[Date Prev][Date Next][Thread Prev][Thread Next][Date Index][Thread Index]
Re: [E-devel] fix for that silly -mfpmath=sse weirdness
David Sharp wrote:
> On 9/25/06, The Rasterman Carsten Haitzler <email@example.com> wrote:
>> On Mon, 25 Sep 2006 10:50:09 -0700 Blake Barnett <firstname.lastname@example.org>
>> > On Sep 25, 2006, at 10:44 AM, David Sharp wrote:
>> > > amd64 users, rejoice!
>> > >
>> > > i got tired of slowing down e with -mfpmath=387 all the time, so i
>> > > finally dug in to this bug after realizing it was probably a problem
>> > > with floating point cancelation (occurs when subtracting two numbers
>> > > that are very near equal, and causes an extreme loss of precision).
>> > >
>> > > the problem is in _edje_part_recalc() when it linearly interpolates
>> > > all the part parameters. all of the caclulations are of this form:
>> > > p3.x = (p1.x * (1.0 - pos)) + (p2.x * (pos));
>> > > i believe there is some cancelation occuring in the (1.0-pos) part of
>> > > this, especially as pos approaches 1.0.
>> > >
>> > > replacing the above line with the following fixes the problem:
>> > > p3.x = p1.x + (p2.x - p1.x) * pos;
>> > > mathematically equivalent, but, alas, computers aren't as good at
>> > > as we think.
>> > Awesome! My 3500+ CPU has felt fairly sluggish in E, my video card
>> > has 128MB of video memory (ATI 9700PRO, using ATI's drivers) and I've
>> > noticed that things just aren't as fluid as in Rasters video
>> > captures. Hopefully this'll help. Nice work.

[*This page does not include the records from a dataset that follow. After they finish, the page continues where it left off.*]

Issue #128, opened 2016-05-28
Can't generate tar file for upload on Windows


rafaelcp:
This happens on scoreboard/api.py. Windows (tested on 8.1) does not allow `tar.add` on opened file, so uploads are not possible. I already have a fix, but wanted confirmation for this bug before sending the PR.

gdb:
Oh, great to know. I don't have a great way of validating Windows issues right now. But please do fix it!

PR #129, opened 2016-05-28
Fixes tar file generation for upload on Windows

rafaelcp:
Temp file cannot be added to the tar while opened on Windows (tested on 8.1). Needs testing on Linux. Fix for issue https://github.com/openai/gym/issues/128.

### DIFF
--- a/gym/scoreboard/api.py
+++ b/gym/scoreboard/api.py
@@ -177,8 +177,13 @@ def write_archive(videos, archive_file, env_id=None):
             tar.add(metadata_path, arcname=metadata_name, recursive=False)
 
         # Actually write the manifest file
-        with tempfile.NamedTemporaryFile(mode='w+') as f:
+        # 'delete = False' avoids deleting the file when closing
+        with tempfile.NamedTemporaryFile(mode='w+', delete = False) as f:
             json.dump(manifest, f)
             f.flush()
-
+            # Closing the file is necessary before adding to tar in Windows
+            f.close()
+            
             tar.add(f.name, arcname='manifest.json')
+            # Manually delete temporary file
+            os.remove(f.name)
--- a/gym/scoreboard/api.py
+++ b/gym/scoreboard/api.py
@@ -178,7 +178,7 @@ def write_archive(videos, archive_file, env_id=None):
 
         # Actually write the manifest file
         # 'delete = False' avoids deleting the file when closing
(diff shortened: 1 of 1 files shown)


gym/scoreboard/api.py
```diff
@@ -177,8 +177,13 @@ def write_archive(videos, archive_file, env_id=None):
             tar.add(metadata_path, arcname=metadata_name, recursive=False)
 
         # Actually write the manifest file
-        with tempfile.NamedTemporaryFile(mode='w+') as f:
+        # 'delete = False' avoids deleting the file when closing
+        with tempfile.NamedTemporaryFile(mode='w+', delete = False) as f:
```
gdb: Please match the style of surrounding code (so do `delete=False` rather than `delete = False` here).

gym/scoreboard/api.py
```diff
@@ -177,8 +177,13 @@ def write_archive(videos, archive_file, env_id=None):
...
             json.dump(manifest, f)
             f.flush()
-
+            # Closing the file is necessary before adding to tar in Windows
+            f.close()
+            
             tar.add(f.name, arcname='manifest.json')
+            # Manually delete temporary file
+            os.remove(f.name)
```
gdb: It'd be nice to remove this file in a `finally`. Given that we're not getting much out of the `with` clause anymore, perhaps it's worth rewriting this as just something like:

```
f = tempfile.NamedTemporaryFile(...)
try:
  json.dump(...)
  f.close()
  tar.add(f.name, ...)
finally:
  f.close()
  os.remove(f.name)
```

gym/scoreboard/api.py
```diff
@@ -177,8 +177,13 @@ def write_archive(videos, archive_file, env_id=None):
             tar.add(metadata_path, arcname=metadata_name, recursive=False)
 
         # Actually write the manifest file
-        with tempfile.NamedTemporaryFile(mode='w+') as f:
+        # 'delete = False' avoids deleting the file when closing
+        with tempfile.NamedTemporaryFile(mode='w+', delete = False) as f:
             json.dump(manifest, f)
             f.flush()
```
gdb: Since we're closing, no need for a `flush` anymore!

rafaelcp:
Yup, I think it is better. Done and tested here.

gdb:
Thanks!

PR #138, opened 2016-05-29
humanoidstandup a little fix

zdx3578:


zdx3578:
pos_after[1] - pos_before[1] > 15.0) or (pos_after[0] - pos_before[0] > 15.0      model.data.qpos[0]  and model.data.qpos[1]  meaning is not clear; so delete.

PR #140, opened 2016-05-29
Support disabling videos by passing video_callable=False

gdb:
I find myself disabling videos enough (it really speeds things up when you're hacking around) that it seems worth having a helper. I could be convinced we still don't need it though. @joschu what do you think?

### DIFF
--- a/gym/monitoring/monitor.py
+++ b/gym/monitoring/monitor.py
@@ -165,9 +165,9 @@ class Monitor(object):
         if not self.enabled:
             return
         self.stats_recorder.close()
-        self.flush()
         if self.video_recorder is not None:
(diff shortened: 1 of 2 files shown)


joschu:
Agreed that it's good to make it convenient to disable video. It's just a little confusing that video_callable argument is sometimes boolean and sometimes a function. An alternative is to have a constant NO_VIDEO which is a function that returns false. I don't have a strong preference.

gdb:
Makes sense. We already allow `video_callable=None`, so I don't think it's that much of a step up on the confusing ladder. I think the NO_VIDEO approach would probably not not result in enough convenience savings.

PR #141, opened 2016-05-30
just standing is reward

zdx3578:
just standing is reward


jietang:
Thanks for the fix @zdx3578, merged.

PR #144, opened 2016-05-30
Switch to a global PRNG for action/observation spaces

gdb:
cf https://github.com/openai/gym/commit/58e6aa95e5af2c738557431f812abb81c505a7cf#commitcomment-17669277


gdb:
@joschu @jietang how's this seem?

PR #2316, opened 2021-08-16
Autoclose manually maintained video recorders

XuehaiPan:
When I am using [`VideoRecorder`](https://github.com/openai/gym/blob/master/gym/wrappers/monitoring/video_recorder.py) to recorder my rollout videos, I will get a error if the program is exited unexpectedly (e.g. a keyboard interrupt).

```
[rawvideo @ 0x5646579bf4c0] Invalid buffer size, packet size 327680 < expected frame_size 1920000
Error while decoding stream #0:0: Invalid argument
```

`gym.wrappers.Monitor` has been registered with an closer and can be autoclosed at program exit. However, for low level API users, `VideoRecorder` itself may should have autoclose feature as well.

PR #2318, opened 2021-08-16
Autoclose manually maintained video recorders

XuehaiPan:
When I am using [`gym.wrappers.monitoring.video_recorder.VideoRecorder`](https://github.com/openai/gym/blob/master/gym/wrappers/monitoring/video_recorder.py) to recorder my rollout videos, I will get a error if the program is exited unexpectedly (e.g. a keyboard interrupt).

```
[rawvideo @ 0x5646579bf4c0] Invalid buffer size, packet size 327680 < expected frame_size 1920000
Error while decoding stream #0:0: Invalid argument
```

`gym.wrappers.Monitor` has been registered with a closer and can be autoclosed at program exit. However, for low level API users, `VideoRecorder` itself may should have autoclose feature as well.

I know I can use the higher API `gym.wrappers.Monitor` to handle this. But I just want to record only one episode, so I prefer to use `VideoRecorder` rather than `gym.wrappers.Monitor`. In addition, `gym.wrappers.Monitor` does not allow users to customize the file name.

This PR is reopened for #2316 #2317.

### DIFF
--- a/gym/wrappers/monitoring/video_recorder.py
+++ b/gym/wrappers/monitoring/video_recorder.py
@@ -10,10 +10,14 @@ import distutils.version
 import numpy as np
 
 from gym import error, logger
+from gym.utils import closer
 
 
 def touch(path):
     open(path, "a").close()
+
+
+video_recorder_closer = closer.Closer()
 
 
 class VideoRecorder(object):
@@ -37,6 +41,7 @@ class VideoRecorder(object):
         modes = env.metadata.get("render.modes", [])
         self._async = env.metadata.get("semantics.async")
         self.enabled = enabled
+        self._recorder_id = video_recorder_closer.register(self)
 
         # Don't bother setting anything else if not enabled
         if not self.enabled:
@@ -144,7 +149,7 @@ class VideoRecorder(object):
                 self._encode_image_frame(frame)
 
     def close(self):
-        """Make sure to manually close, or else you'll leak the encoder process"""
+        """Flush all data to disk and close any open frame encoders."""
         if not self.enabled:
             return
 
@@ -178,9 +183,17 @@ class VideoRecorder(object):
 
         self.write_metadata()
 
+        # Stop tracking this for autoclose
+        video_recorder_closer.unregister(self._recorder_id)
+        self.enabled = False
+
     def write_metadata(self):
         with open(self.metadata_path, "w") as f:
             json.dump(self.metadata, f)
+
+    def __del__(self):
+        # Make sure we've closed up shop when garbage collecting
+        self.close()
 
     def _encode_ansi_frame(self, frame):
         if not self.encoder:


jkterry1:
Please make tests pass and then we'll take a look :)

vwxyzjn:
Hey @XuehaiPan thanks for the contribution. Would you mind giving an example of how the end users would use the API?
The one example in the test cases does not look like a pattern that end-users would use.

```python
 def test_autoclose():
     env = gym.make("CartPole-v1")
     rec = VideoRecorder(env)
     env.reset()
     rec.capture_frame()

     rec_path = rec.path
     with video_recorder_closer.lock:
         num_registered = len(video_recorder_closer.closeables)
     del rec

     with video_recorder_closer.lock:
         assert len(video_recorder_closer.closeables) == num_registered - 1
     assert os.path.exists(rec_path)
     f = open(rec_path)
     assert os.fstat(f.fileno()).st_size > 100
```

XuehaiPan:
> The one example in the test cases does not look like a pattern that end-users would use.

Agreed.

I use this `del rec` statement to test the autoclose feature when remove the recorder instance without an explicit `close()` call. A typical code would look like:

>> it won't make any difference you can measure. the amount of fp math
>> done is <
>> 0.1% of the work - by using sse math you lose a bit of precision and
>> maybe gain
>> 50% speedup - on that < 0.01%. frankly- you will not be able to even
>> the speedup letalone notice it. it's a fallacy to think it will help.
>> trust me.
> yah, it will only save about 37 instructions (b/c the new formulas use
> one less operation, and there are 37 of them), and the sse
> instructions will only be slightly faster than the FPU ones. that's a
> savings of about, say 25 ns each time _edje_part_recalc is run.
> btw, you gave blake my credit in the CVS log... :(
Bummer. I guess ATI's drivers just aren't as fast as Nvidia's. At least
we don't need a special case for amd64 when building packages now.